__Task objective__:
For the word "error", return each line of the data in which it occurs.

__Material supplied__:
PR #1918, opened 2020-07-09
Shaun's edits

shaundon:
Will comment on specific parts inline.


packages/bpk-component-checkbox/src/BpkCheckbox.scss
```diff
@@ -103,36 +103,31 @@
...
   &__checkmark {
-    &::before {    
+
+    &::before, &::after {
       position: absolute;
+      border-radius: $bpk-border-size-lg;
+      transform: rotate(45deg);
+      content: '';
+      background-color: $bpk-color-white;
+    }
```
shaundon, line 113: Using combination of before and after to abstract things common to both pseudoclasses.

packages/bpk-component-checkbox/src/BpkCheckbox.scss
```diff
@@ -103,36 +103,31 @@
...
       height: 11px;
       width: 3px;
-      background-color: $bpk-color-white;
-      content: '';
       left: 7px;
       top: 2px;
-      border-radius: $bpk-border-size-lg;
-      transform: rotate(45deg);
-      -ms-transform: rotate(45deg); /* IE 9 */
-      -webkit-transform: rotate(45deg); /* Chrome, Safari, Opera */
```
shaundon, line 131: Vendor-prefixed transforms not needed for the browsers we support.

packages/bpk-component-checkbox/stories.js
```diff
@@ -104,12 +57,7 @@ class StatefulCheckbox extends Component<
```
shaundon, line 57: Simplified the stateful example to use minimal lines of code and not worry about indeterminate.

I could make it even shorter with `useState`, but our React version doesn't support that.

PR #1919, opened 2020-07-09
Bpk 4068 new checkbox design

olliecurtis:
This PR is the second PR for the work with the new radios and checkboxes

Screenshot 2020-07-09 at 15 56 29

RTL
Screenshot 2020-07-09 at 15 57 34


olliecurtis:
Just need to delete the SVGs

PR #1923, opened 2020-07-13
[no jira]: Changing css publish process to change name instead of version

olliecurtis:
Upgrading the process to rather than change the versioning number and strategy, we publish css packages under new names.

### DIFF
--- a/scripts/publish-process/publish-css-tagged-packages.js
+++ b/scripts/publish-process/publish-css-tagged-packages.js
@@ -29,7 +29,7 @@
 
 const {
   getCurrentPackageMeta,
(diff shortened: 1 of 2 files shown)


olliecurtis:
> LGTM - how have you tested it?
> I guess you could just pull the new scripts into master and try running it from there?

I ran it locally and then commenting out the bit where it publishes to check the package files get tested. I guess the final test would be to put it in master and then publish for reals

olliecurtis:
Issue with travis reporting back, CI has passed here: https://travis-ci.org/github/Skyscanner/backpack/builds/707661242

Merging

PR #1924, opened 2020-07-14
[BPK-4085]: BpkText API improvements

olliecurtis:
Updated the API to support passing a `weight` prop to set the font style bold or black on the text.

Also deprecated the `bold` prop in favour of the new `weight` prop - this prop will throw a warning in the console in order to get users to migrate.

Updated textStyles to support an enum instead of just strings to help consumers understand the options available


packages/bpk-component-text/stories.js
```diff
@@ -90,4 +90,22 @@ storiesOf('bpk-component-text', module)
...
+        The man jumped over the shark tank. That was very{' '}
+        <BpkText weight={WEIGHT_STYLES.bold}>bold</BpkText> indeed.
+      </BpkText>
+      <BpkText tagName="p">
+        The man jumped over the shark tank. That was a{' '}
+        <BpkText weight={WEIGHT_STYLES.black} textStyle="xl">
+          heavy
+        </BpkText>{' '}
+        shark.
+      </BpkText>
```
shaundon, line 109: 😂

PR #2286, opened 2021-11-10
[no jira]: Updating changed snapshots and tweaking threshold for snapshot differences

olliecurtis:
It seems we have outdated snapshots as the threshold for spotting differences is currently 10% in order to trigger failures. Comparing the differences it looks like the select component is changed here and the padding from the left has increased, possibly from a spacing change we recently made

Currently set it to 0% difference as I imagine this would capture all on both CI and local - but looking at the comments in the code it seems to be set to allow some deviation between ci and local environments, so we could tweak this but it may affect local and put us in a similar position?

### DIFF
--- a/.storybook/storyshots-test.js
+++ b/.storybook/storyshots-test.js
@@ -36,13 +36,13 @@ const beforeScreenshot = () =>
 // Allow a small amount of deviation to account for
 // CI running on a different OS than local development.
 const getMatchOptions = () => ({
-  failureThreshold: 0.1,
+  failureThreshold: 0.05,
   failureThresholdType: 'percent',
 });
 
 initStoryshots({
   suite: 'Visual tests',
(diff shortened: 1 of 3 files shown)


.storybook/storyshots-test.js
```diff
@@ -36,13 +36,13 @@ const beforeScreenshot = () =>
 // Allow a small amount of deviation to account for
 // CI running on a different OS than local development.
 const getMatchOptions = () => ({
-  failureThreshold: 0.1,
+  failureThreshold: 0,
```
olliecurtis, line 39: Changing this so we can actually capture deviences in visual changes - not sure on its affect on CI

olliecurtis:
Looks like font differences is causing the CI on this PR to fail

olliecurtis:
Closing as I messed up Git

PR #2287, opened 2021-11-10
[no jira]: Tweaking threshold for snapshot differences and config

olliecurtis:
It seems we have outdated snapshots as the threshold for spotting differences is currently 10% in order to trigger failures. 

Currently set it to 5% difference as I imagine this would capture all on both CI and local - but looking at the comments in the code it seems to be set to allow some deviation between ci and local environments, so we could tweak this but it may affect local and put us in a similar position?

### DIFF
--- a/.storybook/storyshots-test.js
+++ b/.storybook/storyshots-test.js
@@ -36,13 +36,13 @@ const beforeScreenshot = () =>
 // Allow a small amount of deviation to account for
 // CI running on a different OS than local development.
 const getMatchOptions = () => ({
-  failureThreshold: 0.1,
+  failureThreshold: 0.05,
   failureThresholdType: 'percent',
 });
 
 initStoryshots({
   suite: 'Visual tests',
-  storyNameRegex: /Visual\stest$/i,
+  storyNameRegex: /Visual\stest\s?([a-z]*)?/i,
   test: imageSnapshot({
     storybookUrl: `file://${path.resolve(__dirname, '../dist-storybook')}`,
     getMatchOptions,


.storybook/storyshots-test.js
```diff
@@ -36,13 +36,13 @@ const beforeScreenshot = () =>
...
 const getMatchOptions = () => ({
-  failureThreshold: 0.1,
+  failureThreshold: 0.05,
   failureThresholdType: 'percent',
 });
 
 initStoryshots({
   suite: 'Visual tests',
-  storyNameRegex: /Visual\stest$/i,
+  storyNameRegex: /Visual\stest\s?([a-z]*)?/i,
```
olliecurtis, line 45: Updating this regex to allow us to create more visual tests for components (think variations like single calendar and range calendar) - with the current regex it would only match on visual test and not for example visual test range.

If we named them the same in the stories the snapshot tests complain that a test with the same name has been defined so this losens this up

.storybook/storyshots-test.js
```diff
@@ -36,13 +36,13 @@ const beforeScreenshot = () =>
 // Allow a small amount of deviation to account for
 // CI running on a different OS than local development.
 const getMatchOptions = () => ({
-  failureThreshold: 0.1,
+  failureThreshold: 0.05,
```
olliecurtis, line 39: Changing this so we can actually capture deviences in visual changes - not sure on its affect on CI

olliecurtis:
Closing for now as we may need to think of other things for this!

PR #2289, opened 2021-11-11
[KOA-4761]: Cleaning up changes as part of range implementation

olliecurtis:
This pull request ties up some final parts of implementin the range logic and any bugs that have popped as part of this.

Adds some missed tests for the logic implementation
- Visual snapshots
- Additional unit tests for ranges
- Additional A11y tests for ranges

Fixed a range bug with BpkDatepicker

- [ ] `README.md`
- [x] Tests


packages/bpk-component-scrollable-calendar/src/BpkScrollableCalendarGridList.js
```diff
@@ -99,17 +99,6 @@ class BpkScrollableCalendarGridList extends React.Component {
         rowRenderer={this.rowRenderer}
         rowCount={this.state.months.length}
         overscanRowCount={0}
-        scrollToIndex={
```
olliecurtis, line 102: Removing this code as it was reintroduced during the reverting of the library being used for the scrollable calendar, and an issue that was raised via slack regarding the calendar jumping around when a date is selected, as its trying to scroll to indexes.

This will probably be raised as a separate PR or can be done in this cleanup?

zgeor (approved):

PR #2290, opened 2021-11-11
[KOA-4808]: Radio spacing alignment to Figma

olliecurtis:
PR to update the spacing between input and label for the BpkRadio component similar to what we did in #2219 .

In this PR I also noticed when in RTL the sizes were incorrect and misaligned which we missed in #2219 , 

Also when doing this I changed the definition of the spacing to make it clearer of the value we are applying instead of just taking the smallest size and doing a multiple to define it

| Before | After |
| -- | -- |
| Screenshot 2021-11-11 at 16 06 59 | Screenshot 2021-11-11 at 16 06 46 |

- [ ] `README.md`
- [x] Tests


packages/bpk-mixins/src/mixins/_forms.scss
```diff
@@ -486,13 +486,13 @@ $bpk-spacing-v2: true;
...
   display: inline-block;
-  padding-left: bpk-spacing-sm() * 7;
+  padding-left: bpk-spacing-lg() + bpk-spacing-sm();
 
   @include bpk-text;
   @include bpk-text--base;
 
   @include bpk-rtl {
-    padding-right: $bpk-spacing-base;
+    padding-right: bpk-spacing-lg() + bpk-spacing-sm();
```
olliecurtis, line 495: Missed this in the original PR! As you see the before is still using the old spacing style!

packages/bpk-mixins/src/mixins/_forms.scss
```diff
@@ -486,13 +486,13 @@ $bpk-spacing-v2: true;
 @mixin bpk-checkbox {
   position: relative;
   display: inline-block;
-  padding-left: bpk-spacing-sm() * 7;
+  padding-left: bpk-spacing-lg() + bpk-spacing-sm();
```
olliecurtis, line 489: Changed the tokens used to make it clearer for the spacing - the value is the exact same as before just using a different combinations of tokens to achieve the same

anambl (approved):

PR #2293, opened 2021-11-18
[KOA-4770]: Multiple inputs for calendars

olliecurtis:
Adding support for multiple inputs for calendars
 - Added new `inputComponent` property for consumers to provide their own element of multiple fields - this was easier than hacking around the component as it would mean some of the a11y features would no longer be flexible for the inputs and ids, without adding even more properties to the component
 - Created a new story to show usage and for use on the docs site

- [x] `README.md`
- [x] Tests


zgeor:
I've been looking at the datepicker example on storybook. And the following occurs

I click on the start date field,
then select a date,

...

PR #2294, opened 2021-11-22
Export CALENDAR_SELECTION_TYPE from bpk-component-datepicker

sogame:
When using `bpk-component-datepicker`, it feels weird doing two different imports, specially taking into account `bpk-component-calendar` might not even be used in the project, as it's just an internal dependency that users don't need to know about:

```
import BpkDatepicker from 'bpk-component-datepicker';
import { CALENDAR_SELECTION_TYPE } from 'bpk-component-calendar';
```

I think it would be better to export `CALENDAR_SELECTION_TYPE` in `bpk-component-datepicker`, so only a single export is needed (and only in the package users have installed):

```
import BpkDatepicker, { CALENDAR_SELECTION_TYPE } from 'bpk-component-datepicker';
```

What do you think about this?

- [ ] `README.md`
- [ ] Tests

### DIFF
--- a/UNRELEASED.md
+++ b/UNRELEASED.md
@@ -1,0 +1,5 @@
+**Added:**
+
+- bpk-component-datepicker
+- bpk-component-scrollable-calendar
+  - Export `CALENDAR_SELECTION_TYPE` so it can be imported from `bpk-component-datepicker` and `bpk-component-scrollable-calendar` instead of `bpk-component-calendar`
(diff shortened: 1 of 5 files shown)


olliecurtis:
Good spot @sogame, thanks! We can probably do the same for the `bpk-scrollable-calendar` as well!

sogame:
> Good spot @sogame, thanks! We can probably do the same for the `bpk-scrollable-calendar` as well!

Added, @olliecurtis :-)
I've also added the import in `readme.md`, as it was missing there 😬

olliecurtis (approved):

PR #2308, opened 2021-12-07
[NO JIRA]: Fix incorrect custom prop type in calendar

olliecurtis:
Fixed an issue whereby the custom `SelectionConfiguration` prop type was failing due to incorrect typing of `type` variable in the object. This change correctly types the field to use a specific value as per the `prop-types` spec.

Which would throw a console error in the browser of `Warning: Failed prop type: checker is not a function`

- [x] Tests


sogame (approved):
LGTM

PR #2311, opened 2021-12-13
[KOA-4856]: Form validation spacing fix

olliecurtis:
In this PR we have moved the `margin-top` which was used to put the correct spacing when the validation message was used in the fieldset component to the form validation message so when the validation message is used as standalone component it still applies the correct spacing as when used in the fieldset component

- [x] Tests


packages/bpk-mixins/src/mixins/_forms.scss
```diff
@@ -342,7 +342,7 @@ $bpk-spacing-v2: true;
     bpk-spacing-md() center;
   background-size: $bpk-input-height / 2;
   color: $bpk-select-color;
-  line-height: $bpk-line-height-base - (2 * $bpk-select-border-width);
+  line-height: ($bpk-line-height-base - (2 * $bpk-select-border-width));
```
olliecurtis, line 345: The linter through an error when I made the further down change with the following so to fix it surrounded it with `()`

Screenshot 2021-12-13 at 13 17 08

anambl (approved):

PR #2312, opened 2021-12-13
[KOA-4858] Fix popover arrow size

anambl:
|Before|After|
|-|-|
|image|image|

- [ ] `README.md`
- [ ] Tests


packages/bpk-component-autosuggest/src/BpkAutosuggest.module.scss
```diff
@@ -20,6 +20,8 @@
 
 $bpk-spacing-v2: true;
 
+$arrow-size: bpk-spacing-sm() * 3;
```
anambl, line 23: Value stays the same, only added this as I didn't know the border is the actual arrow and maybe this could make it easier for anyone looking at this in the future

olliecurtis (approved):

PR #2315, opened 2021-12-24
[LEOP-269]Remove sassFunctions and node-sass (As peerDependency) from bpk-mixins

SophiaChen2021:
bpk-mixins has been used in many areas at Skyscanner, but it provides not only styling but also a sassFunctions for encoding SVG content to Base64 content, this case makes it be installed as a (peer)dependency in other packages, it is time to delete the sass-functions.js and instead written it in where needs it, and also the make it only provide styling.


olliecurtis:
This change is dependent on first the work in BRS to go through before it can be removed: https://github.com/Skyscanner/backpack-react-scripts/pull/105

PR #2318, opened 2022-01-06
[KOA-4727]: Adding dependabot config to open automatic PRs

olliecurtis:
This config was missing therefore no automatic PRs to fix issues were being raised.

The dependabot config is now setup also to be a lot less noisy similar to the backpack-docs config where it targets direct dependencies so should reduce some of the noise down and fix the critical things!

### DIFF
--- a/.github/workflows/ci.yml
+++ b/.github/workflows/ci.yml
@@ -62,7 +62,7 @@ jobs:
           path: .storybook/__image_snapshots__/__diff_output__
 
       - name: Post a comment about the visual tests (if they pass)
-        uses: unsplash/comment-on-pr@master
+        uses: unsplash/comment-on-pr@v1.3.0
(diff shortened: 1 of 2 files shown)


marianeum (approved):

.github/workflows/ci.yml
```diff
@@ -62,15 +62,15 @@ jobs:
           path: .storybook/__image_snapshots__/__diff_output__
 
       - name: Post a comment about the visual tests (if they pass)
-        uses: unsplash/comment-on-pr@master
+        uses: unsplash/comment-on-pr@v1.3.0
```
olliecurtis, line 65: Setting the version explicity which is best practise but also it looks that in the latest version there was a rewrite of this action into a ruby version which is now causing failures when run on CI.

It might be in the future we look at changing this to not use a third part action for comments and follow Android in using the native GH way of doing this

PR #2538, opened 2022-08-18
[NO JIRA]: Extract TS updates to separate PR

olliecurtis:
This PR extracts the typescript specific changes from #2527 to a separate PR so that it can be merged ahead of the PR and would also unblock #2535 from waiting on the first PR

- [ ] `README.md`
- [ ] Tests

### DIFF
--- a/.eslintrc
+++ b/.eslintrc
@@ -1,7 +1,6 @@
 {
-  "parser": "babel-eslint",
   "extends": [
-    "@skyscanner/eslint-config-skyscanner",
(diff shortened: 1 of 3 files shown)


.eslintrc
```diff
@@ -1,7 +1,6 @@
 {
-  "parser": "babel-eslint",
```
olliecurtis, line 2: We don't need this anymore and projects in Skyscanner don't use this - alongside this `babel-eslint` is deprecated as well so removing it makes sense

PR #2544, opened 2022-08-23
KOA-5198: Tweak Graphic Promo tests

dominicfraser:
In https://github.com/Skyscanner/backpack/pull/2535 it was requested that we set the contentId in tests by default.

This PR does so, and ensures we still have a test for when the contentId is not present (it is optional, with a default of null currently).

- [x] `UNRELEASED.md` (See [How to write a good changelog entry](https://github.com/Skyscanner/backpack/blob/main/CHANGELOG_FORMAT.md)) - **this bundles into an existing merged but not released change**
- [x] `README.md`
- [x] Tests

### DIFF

==

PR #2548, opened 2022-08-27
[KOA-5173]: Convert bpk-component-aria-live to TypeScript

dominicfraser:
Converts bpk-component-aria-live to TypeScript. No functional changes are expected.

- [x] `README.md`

__Response to the exercise__:
Which would throw a console error in the browser of `Warning: Failed prop type: checker is not a function`
olliecurtis, line 345: The linter through an error when I made the further down change with the following so to fix it surrounded it with `()`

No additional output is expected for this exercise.